WORK ITEM |
Below are some entries. Count the lines where "brief" appears and state only that number.

INPUT DATA |
□ □ □ □ □

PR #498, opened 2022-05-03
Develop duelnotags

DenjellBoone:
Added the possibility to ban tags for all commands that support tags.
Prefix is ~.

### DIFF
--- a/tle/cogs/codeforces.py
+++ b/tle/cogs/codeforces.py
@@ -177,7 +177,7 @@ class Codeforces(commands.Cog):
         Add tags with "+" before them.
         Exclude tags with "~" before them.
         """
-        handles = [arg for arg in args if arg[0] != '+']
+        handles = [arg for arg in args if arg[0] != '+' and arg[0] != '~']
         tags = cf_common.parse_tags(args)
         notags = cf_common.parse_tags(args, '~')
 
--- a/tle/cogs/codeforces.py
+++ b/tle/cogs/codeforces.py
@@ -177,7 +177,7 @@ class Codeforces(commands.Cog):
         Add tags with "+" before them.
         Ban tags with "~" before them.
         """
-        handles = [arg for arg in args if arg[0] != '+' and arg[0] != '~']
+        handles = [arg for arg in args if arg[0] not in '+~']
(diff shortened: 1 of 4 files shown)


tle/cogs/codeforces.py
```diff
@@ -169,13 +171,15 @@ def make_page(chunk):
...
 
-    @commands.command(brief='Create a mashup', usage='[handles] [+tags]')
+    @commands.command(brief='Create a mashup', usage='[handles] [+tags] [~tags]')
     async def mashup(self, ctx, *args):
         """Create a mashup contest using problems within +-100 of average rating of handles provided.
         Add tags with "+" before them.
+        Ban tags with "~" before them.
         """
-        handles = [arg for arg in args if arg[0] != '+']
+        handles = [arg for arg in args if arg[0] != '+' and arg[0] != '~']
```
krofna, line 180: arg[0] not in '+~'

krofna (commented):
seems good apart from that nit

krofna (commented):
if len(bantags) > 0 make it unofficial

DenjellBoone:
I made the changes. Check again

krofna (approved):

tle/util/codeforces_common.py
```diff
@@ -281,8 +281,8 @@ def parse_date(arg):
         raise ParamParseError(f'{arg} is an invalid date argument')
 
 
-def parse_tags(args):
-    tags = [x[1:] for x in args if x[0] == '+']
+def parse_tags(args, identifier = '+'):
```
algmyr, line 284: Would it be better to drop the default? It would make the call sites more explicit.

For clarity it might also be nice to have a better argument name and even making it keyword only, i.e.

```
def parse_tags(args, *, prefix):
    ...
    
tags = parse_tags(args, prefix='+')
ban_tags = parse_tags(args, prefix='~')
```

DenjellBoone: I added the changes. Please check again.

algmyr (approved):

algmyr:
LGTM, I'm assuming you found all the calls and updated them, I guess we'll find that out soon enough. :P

□ □ □ □ □

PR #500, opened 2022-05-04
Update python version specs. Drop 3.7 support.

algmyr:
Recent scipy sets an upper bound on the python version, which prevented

□ □ □ □ □

RESULT OF THE TASK |
2